Work item => Your answer should be the line containing "GrahamGoudeau: This is" and each line after it through the end of the data below, repeated exactly.

Dataset records =>
PR #98, opened 2018-11-29
Fixes to istio security 

rickducott:
Still not getting non-self-signed certs to work


rickducott:
This PR contains a few incremental improvements:
* Fixes helm overrides for istio installation, so that security / mtls is actually enabled when flagged on at install time. 
* Adds a test for deploying istio with mtls but uses the default certs, to validate that the default mesh policy and destination rule is set up for mTLS. 
* Extracts the secret syncing for Istio (where the cacerts secret is configured) so that it can be used both during install, and post-install. 
* Makes the test for installing istio with custom certs pending, until the citadel startup issue is debugged

rickducott:
A change was reverted on this branch that will be necessary in solo-kit to get custom certs with empty cert-chains to work. The basic gist: soloo-kit omits default / empty strings when serializing to kubernetes, and citadel's pod will fail to start because it won't be able to mount the cert chain file. Since custom certs are not working yet, this PR is going to merge (with the vendor override reverted) and the solo-kit change will not be made until we get custom certs working.

PR #105, opened 2018-11-30
Install test refactor / consolidation

### LINKED ISSUE #104: Consolidate install logic
* CLI / installers should know about default charts, which should be a const in the code somewhere.
* Install e2e tests should be moved to the same suite, to reduce duplicated code

rickducott:
Fixes #104


rickducott:
Now all install / uninstall e2es are run from install_suite_test.go, ran it to confirm tests all pass.

PR #107, opened 2018-11-30
Appmesh support

ilackarms:


cli/pkg/cmd/create/aws_secret.go
```diff
@@ -0,0 +1,138 @@
...
+	sOpts := &(opts.Create).AwsSecret
+
+	secret := &gloov1.Secret{
+		Metadata: core.Metadata{
+			Name:      sOpts.Name,
+			Namespace: sOpts.Namespace,
+		},
+		Kind: &gloov1.Secret_Aws{
+			Aws: &gloov1.AwsSecret{
+				// these can be read in from ~/.aws/credentials by default (if user does not provide)
```
rickducott: I added this comment but never implemented this feature. We should implement!

test/e2e/istio_routing_e2e_test.go
```diff
@@ -0,0 +1,341 @@
+package e2e
```
rickducott: I think this got added due to a bad merge, the real file should be `test/e2e/routing/istio_routing_e2e_test.go`, which is also on the branch. The diff between the two is small.

PR #118, opened 2018-12-03
Fail fast if we cannot connect to the kubernetes cluster

marcogschmidt:
Since we currently do not set any timeouts on our kubernetes clients, it takes the CLI a long time before returning an error in case the kubeconfig is not pointing to a running cluster. This is frustrating for the user.

I added a connection attempt with a 1s timeout before we start our usual init steps to avoid this.

### DIFF
--- a/cli/pkg/cmd/uninstall/common.go
+++ b/cli/pkg/cmd/uninstall/common.go
@@ -2,12 +2,13 @@ package uninstall
 
 import (
 	"fmt"
+	"strings"
+
 	"github.com/gogo/protobuf/types"
 	"github.com/solo-io/solo-kit/pkg/api/v1/clients"
 	"github.com/solo-io/supergloo/cli/pkg/cmd/options"
 	"github.com/solo-io/supergloo/pkg/api/v1"
 	"github.com/solo-io/supergloo/pkg/constants"
-	"strings"
 )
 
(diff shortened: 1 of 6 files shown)


marcogschmidt:
@rickducott You're right. It seems a `dep` process was hanging locally. I ran it again and the dependencies are fixed. Updated the PR accordingly.

rickducott:
Should have guessed, option 3 -- dep being dep ;)

cli/pkg/cmd/uninstall/common.go
```diff
@@ -123,21 +121,21 @@ func uninstallMeshes(meshList []string, installClient *v1.InstallClient) error {
 	return err
 }
 
-func updateMeshInstall(installCrd *v1.Install, installClient *v1.InstallClient) error  {
-	installCrd.Enabled = &types.BoolValue{Value:false}
-	_, err := (*installClient).Write(installCrd, clients.WriteOpts{OverwriteExisting:true})
+func updateMeshInstall(installCrd *v1.Install, installClient *v1.InstallClient) error {
```
rickducott: This function name should be more like `uninstallMesh` or `disableMeshInstall`

marcogschmidt:
Changed the method name (and also a bug in the error logging in the same file)

PR #616, opened 2020-04-22
Clean up additional resources during meshctl uninstall

GrahamGoudeau:
BOT NOTES: 
resolves https://github.com/solo-io/service-mesh-hub/issues/593
resolves https://github.com/solo-io/service-mesh-hub/issues/603


cli/pkg/tree/cluster/deregister/deregistration.go
```diff
@@ -78,14 +116,101 @@ func (c *clusterDeregistrationClient) Run(ctx context.Context, kubeCluster *zeph
...
+		return FailedToCleanUpKubeConfigCrd(err, kubeCluster.GetName())
+	}
+
+	err = c.cleanUpServiceAccounts(ctx, clientForCluster, kubeCluster)
 	if err != nil {
+		return FailedToCleanUpServiceAccount(err, kubeCluster.GetName())
+	}
+
+	// the CSR agent installs only CRDs from the security group. Remove only those
+	_, err = c.crdRemover.RemoveCrdGroup(ctx, kubeCluster.GetName(), config.RestConfig, zephyr_security_scheme.SchemeGroupVersion)
```
harveyxia, line 145: To future proof this should we just uninstall all `zephyr_*` CRDs?

cli/pkg/tree/cluster/deregister/deregistration.go
```diff
@@ -78,14 +116,101 @@ func (c *clusterDeregistrationClient) Run(ctx context.Context, kubeCluster *zeph
...
+	var intermediateCerts []*k8s_core_v1.Secret
+	for _, secretIter := range allSecrets.Items {
+		secret := secretIter
+
+		if secret.Type == cert_secrets.IntermediateCertSecretType {
+			intermediateCerts = append(intermediateCerts, &secret)
+		}
+	}
+
+	for _, tlsSecretIter := range intermediateCerts {
```
harveyxia, line 186: can the logic in this loop be merged with the loop above?

codegen/charts/service_mesh_hub/generate_service_mesh_hub.go
```diff
@@ -15,34 +15,10 @@ import (
...
-// Istio clients
-//go:generate mockgen -package mock_istio_security_clients -destination ./test/mocks/clients/istio/security/v1alpha3/clients.go github.com/solo-io/service-mesh-hub/pkg/api/istio/security/v1beta1 AuthorizationPolicyClient
-//go:generate mockgen -package mock_istio_networking_clients -destination ./test/mocks/clients/istio/networking/v1beta1/clients.go github.com/solo-io/service-mesh-hub/pkg/api/istio/networking/v1alpha3 DestinationRuleClient,EnvoyFilterClient,GatewayClient,ServiceEntryClient,VirtualServiceClient
-// Linkerd clients
-//go:generate mockgen -package mock_linkerd_clients -destination ./test/mocks/clients/linkerd/v1alpha2/clients.go github.com/solo-io/service-mesh-hub/pkg/api/linkerd/v1alpha2 ServiceProfileClient
-// SMI clients
-//go:generate mockgen -package mock_smi_clients -destination ./test/mocks/clients/smi/split/v1alpha1/clients.go github.com/solo-io/service-mesh-hub/pkg/api/smi/split/v1alpha1 TrafficSplitClient
 func main() {
```
harveyxia, line 20: While we're here cleaning up codegen, should we also break out the docs generation into a separate file in case we want to just regenerate docs?

cli/pkg/tree/cluster/deregister/deregistration.go
GrahamGoudeau: This is definitely not as future-proof as it could be.

However, removing all zephyr_* CRDs is one of the bugs this addresses; when the management plane cluster IS one of the registered clusters, you end up removing all your kubeconfig resources before you're done with them and stuff gets out of whack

Exercise output =>
GrahamGoudeau: This is definitely not as future-proof as it could be.

However, removing all zephyr_* CRDs is one of the bugs this addresses; when the management plane cluster IS one of the registered clusters, you end up removing all your kubeconfig resources before you're done with them and stuff gets out of whack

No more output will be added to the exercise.